## TASK TO COMPLETE:
Please return each record exactly as it stands.

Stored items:
PR #764, opened 2017-02-09
Remove links from randomly generated edition

kevindew:
Links were causing this test to fail intermittently. This will fix the links issue.

I think this might well have been already an intermittent test so I've updated the errors so it's clearer what happened and hopefully we can look into fixing it fully if it occurs again.

### DIFF
--- a/spec/integration/message_queue_publishing_spec.rb
+++ b/spec/integration/message_queue_publishing_spec.rb
@@ -14,11 +14,11 @@ RSpec.describe "Message queue publishing" do
 
       put "/v2/content/#{content_id}", params: edition.to_json
 
-      expect(response).to be_ok
+      expect(response).to be_ok, "failed to put-content a randomly generated edition"
 
       post "/v2/content/#{content_id}/publish", params: { locale: edition["locale"] }.to_json
 
-      expect(response).to be_ok
+      expect(response).to be_ok, "failed to publish a randomly generated edition"
 
       ensure_message_queue_payload_validates_against_notification_schema
     end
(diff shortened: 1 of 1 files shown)


kevindew:
@danielroseman there doesn't seem to be a particular reason why we're using them there and does seem to add unnecessary baggage to this test that isn't concerned with it.

They have in the past helped us at catching problems where we don't properly support a schema. So might well make sense to remove them from this test and put together an integration test that is focused on random schemas.

tijmenb:
The reason to use random content items is that if the schema changes, the tests will automatically be updated. By using hard coded content items / fixtures we run the risk that if you update the schema, you also have to update fixtures across GOV.UK (which was one of the problems with gettin rid of `format`).

Maybe the `links` in the content schemas was merged too soon? What kind of problems has it caused?

tijmenb:
(For context, I wrote that test in https://github.com/alphagov/publishing-api/pull/523)

kevindew:
@tijmenb it wasn't probably merged too soon by us. We have an [error thrown](https://github.com/alphagov/publishing-api/blob/master/app/commands/v2/put_content_validator.rb#L24-L41) if links is present. Which will be cool once https://github.com/alphagov/publishing-api/pull/749 is merged.

The problem we tend to hit with tests related to randomly generated schemas is it's not particularly easy to determine the problem was from our code not supporting a randomly generated schema, and then a rebuild goes green and it goes unresolved.

tijmenb:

## TASK SOLUTION:
PR #764, opened 2017-02-09
Remove links from randomly generated edition

kevindew:
Links were causing this test to fail intermittently. This will fix the links issue.

I think this might well have been already an intermittent test so I've updated the errors so it's clearer what happened and hopefully we can look into fixing it fully if it occurs again.

### DIFF
--- a/spec/integration/message_queue_publishing_spec.rb
+++ b/spec/integration/message_queue_publishing_spec.rb
@@ -14,11 +14,11 @@ RSpec.describe "Message queue publishing" do
 
       put "/v2/content/#{content_id}", params: edition.to_json
 
-      expect(response).to be_ok
+      expect(response).to be_ok, "failed to put-content a randomly generated edition"
 
       post "/v2/content/#{content_id}/publish", params: { locale: edition["locale"] }.to_json
 
-      expect(response).to be_ok
+      expect(response).to be_ok, "failed to publish a randomly generated edition"
 
       ensure_message_queue_payload_validates_against_notification_schema
     end
(diff shortened: 1 of 1 files shown)


kevindew:
@danielroseman there doesn't seem to be a particular reason why we're using them there and does seem to add unnecessary baggage to this test that isn't concerned with it.

They have in the past helped us at catching problems where we don't properly support a schema. So might well make sense to remove them from this test and put together an integration test that is focused on random schemas.

tijmenb:
The reason to use random content items is that if the schema changes, the tests will automatically be updated. By using hard coded content items / fixtures we run the risk that if you update the schema, you also have to update fixtures across GOV.UK (which was one of the problems with gettin rid of `format`).

Maybe the `links` in the content schemas was merged too soon? What kind of problems has it caused?

tijmenb:
(For context, I wrote that test in https://github.com/alphagov/publishing-api/pull/523)

kevindew:
@tijmenb it wasn't probably merged too soon by us. We have an [error thrown](https://github.com/alphagov/publishing-api/blob/master/app/commands/v2/put_content_validator.rb#L24-L41) if links is present. Which will be cool once https://github.com/alphagov/publishing-api/pull/749 is merged.

The problem we tend to hit with tests related to randomly generated schemas is it's not particularly easy to determine the problem was from our code not supporting a randomly generated schema, and then a rebuild goes green and it goes unresolved.

tijmenb:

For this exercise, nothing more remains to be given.